Interviewed at Albemarle, Murphy said life in prison has been tough, especially when other inmates find out he's a convicted sex offender.

"I don't make it a secret. I don't have secrets," he said. He's had death threats, he said, but never been physically attacked.

He is now in a geriatric program, which means that he lives and works around other inmates who are 55 and older. They play games and do some arts and crafts. He reads a lot of military-history books and Tom Clancy novels in his spare time.

He has begun to think about how he will resume his life if he wins parole. He's engaged to a woman named Rose Mary Engel, whom he met in 1993 while she was visiting a family member at the prison.

Engel said she and her first husband, David "Tiny" Engel, believed that Murphy was innocent from the first time they talked. David Engel began to write Murphy letters, believing they could help by being his friend. When David Engel died in 2005, Rose Mary Engel continued writing to Murphy. A deeper friendship developed, then love.

"I never expected it," Engel said.

She said she knows that if Murphy is paroled, he will be a registered sex offender, but the thought doesn't bother her because she believes in his innocence. She already has June 6 as a wedding date if he is paroled, because both of their parents were married on that date. And she hopes for them to live at her home near Asheboro.

It was Engel who, after developing the friendship with Murphy, eventually got in touch with both of his daughters.

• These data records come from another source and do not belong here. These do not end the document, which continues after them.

PR #1569, opened 2021-01-25
Introduce `deviceid` API to offload Operators on specific GPUs

FabioLuporini:


devito/core/gpu_openmp.py
```diff
@@ -325,41 +326,53 @@ def initialize(iet, **kwargs):
...
+            body = [Conditional(
+                CondNe(deviceid, -1),
+                Call('omp_set_default_device', [deviceid])
+            )]
 
-        return iet
+        init = List(header=c.Comment('Begin of OpenMP+MPI setup'),
+                    body=body,
+                    footer=(c.Comment('End of OpenMP+MPI setup'), c.Line()))
+        iet = iet._rebuild(body=(init,) + iet.body)
```
mloubout, line 371: Can't this be merged in a `setup(then, del, ran, ngpu, else)` with the acc one above, unless missread it looks like same call with just different then/else/decl.

mloubout: Actually then/else seem to be the only two different lines.

devito/operator/symbols.py
```diff
@@ -10,16 +10,15 @@ class SymbolRegistry(object):
...
         self.counters = {}
 
         # Special symbols
-        self.nthreads = nthreads
-        self.nthreads_nested = nthreads_nested
-        self.nthreads_nonaffine = nthreads_nonaffine
-        self.threadid = threadid
+        self.nthreads = NThreads(aliases='nthreads0')
+        self.nthreads_nested = NThreadsNested(aliases='nthreads1')
+        self.nthreads_nonaffine = NThreadsNonaffine(aliases='nthreads2')
```
mloubout, line 20: More explicit aliases names?

mloubout (commented):
Looks good, could use some common setup with the overlap.

tests/test_gpu_common.py
```diff
@@ -706,3 +706,32 @@ def test_xcor_from_saved(self, gpu_fit):
         op.apply(time_M=nt-1)
 
         assert np.all(g.data == 30)
+
+
+class TestDeviceScheduling(object):
+
+    def get_deviceid(self, op):
```
italoaug, line 713: Maybe this method would be more reusable if it was placed in the Operator class

devito/operator/symbols.py
FabioLuporini: I was actually thinking of dropping them since they're useless. The true names are what appears in the generated code and what people typically use in `op.apply(...)`

devito/core/gpu_openmp.py
FabioLuporini: It is indeed feasible. Do you mind if I do it here? https://github.com/devitocodes/devito/blob/refact-op-hierarchy/devito/passes/iet/specializations/openmp.py#L213
this is three branches after this one, and I'm in the middle of a big refactoring as you can see (I've moved and slightly changed the `initialize` methods) so I suggest I do it there. If it's OK with  you I can do it today and push it there directly, this would save some rebasing

tests/test_gpu_common.py
FabioLuporini: but I don't see why we should ever need it aside from testing

the better way, btw, would be adding it to the SymbolRegistry next to NThreads etc

devito/core/gpu_openmp.py
```diff
@@ -325,41 +326,53 @@ def initialize(iet, **kwargs):
 
     @singledispatch
     def _initialize(iet):
-        return iet
+        return iet, {}
 
     @_initialize.register(EntryFunction)
     def _(iet):
-        comm = None
+        # TODO: we need to pick the rank from `comm_shm`, not `comm`,
```
georgebisbas, line 333: Seems like duplicate code?

georgebisbas (commented):
So by default, for one rank, the computation will be offloaded to device? Right?

devito/core/gpu_openmp.py
mloubout: That's fine there yes, would avoid tracking duplicates omp/acc so would be nice.

devito/operator/symbols.py
mloubout: Then would drop aliases yeah.

FabioLuporini:
Approved offline by @mloubout , all other comments were minor and addressed or, as agreed, to be addressed in the upcoming PRs. Also, CI-gpu manually run and green: https://github.com/devitocodes/devito/actions/runs/509776872

Hence, merging

PR #1571, opened 2021-01-27
gpu: Add `devicerm` API for conditional deletions

FabioLuporini:
This PR provides an API to avoid deletion of GPU data before jumping back to Python land


FabioLuporini:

She used e-mail to keep everyone in the family up to date.

Engel met Julie when she visited her father for the first time in prison in the fall of 2007.

It was an emotional reunion, Larry Murphy said.

"It was easy to recognize her," he said. "She was scared coming in."

They both cried. Julie and Torrie, who also have resumed their relationship and are closer, visit their father every few months, as well as keep in touch with each other.

Murphy said he has forgiven Julie but hasn't made peace with all that has happened.

"You can't change the past. You just have to live with it," Murphy said. "The anger will probably go to spading up a garden."